Merci pour ces indications. Pour conclure, que voudriez-vous souligner ?
Année après année, ce festival prend de l’ampleur. À ce stade, on compte un public de 90.000 personnes dans le cadre de 2.000 événements dans 600 communes d’une douzaine de pays. Le site présente des matériaux très riches comme par exemple le film qui va être projeté ce lundi « Partir à l’aventure » dont il a été question ci-dessus. Réalisé par quatre étudiantes en agronomie, ce film questionne les liens entre des parcours migratoires et nos systèmes de production agricole [8].

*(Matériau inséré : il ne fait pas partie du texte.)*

PR #1817, opened 2021-06-30
Add LogsafeRid error-prone check

IlanaRadinsky:
## Before this PR
`ResourceIdentifier` are not safe to log if their locators contain unsafe data. However, there are many instances where `ResourceIdentifier`s are logged as safe, as `ResourceIdentifier`s are _usually_ safe. We should warn developers before they safe-log their rids.

## After this PR
==COMMIT_MSG==
`LogsafeRid` errorprone check flags instances of `com.palantir.ri.ResourceIdentifier`s being logged as safe.
==COMMIT_MSG==

This is just a `SeverityLevel.WARNING` right now; we'll change the level to `SeverityLevel.ERROR` on the repos we wish to enforce this.

## Possible downsides?
Ideally, the fix would be to replace `SafeArg` with `RidArg` (instead of `UnsafeArg`, as we do in this PR). We can't do this yet, but will see if we can start publishing `RidArg` in a more easily available library so we can recommend usage of it here.

### DIFF
--- a/baseline-error-prone/src/main/java/com/palantir/baseline/errorprone/LogsafeRid.java
+++ b/baseline-error-prone/src/main/java/com/palantir/baseline/errorprone/LogsafeRid.java
@@ -30,13 +30,14 @@ import com.google.errorprone.matchers.Matchers;
 import com.google.errorprone.util.ASTHelpers;
 import com.sun.source.tree.ExpressionTree;
 import com.sun.source.tree.MethodInvocationTree;
+import com.sun.tools.javac.code.Type;
 
 @AutoService(BugChecker.class)
 @BugPattern(
         name = "LogsafeRid",
         link = "https://github.com/palantir/gradle-baseline#baseline-error-prone-checks",
         linkType = BugPattern.LinkType.CUSTOM,
-        severity = SeverityLevel.SUGGESTION,
+        severity = SeverityLevel.WARNING,
         summary = "Prevent rids from being logged as safe.")
 public final class LogsafeRid extends BugChecker implements MethodInvocationTreeMatcher {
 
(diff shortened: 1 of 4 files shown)


baseline-error-prone/src/main/java/com/palantir/baseline/errorprone/LogsafeRid.java
```diff
@@ -0,0 +1,66 @@
...
+import com.google.errorprone.util.ASTHelpers;
+import com.sun.source.tree.ExpressionTree;
+import com.sun.source.tree.MethodInvocationTree;
+
+@AutoService(BugChecker.class)
+@BugPattern(
+        name = "LogsafeRid",
+        link = "https://github.com/palantir/gradle-baseline#baseline-error-prone-checks",
+        linkType = BugPattern.LinkType.CUSTOM,
+        severity = SeverityLevel.SUGGESTION,
```
pkoenig10: We almost never should use `SUGGESTION` since it creates compiler output noise and doesn't let repo owners opt-in to enforcement. See https://github.com/palantir/gradle-baseline/pull/1380.

`WARNING` is the right level to use here.

baseline-error-prone/src/main/java/com/palantir/baseline/errorprone/LogsafeRid.java
```diff
@@ -0,0 +1,66 @@
...
+
+    public LogsafeRid() {}
+
+    @Override
+    public Description matchMethodInvocation(MethodInvocationTree tree, VisitorState state) {
+        if (!SAFE_ARG_OF.matches(tree, state)) {
+            return Description.NO_MATCH;
+        }
+
+        if (ASTHelpers.getReturnType(tree).toString().contains("com.palantir.ri.ResourceIdentifier")) {
```
pkoenig10: This is a hack, can we check for the argument type instead?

Quant aux expositions photographiques que je propose, elles portent sur différents sujets de société et enjeux internationaux. Elles sont en lien avec AlimenTERRE, mais aussi avec les combats menés par Amnesty international dont je suis membre depuis plus d’une quarantaine d’années. Les différents thèmes présentés sont par exemple : les discriminations, le droit des enfants, les réfugiés et migrants, les violences faites aux femmes, la responsabilité sociale des entreprises, le droit de manifester et la liberté d’expression, le contrôle des armes et les conflits armés, la protection du climat, de la terre et de la biodiversité ou encore les populations victimes du pillage des ressources naturelles, etc. Les expositions peuvent s’organiser simplement, les photos sont déjà encadrées et j’ai fabriqué des installations en bambou pour les présenter.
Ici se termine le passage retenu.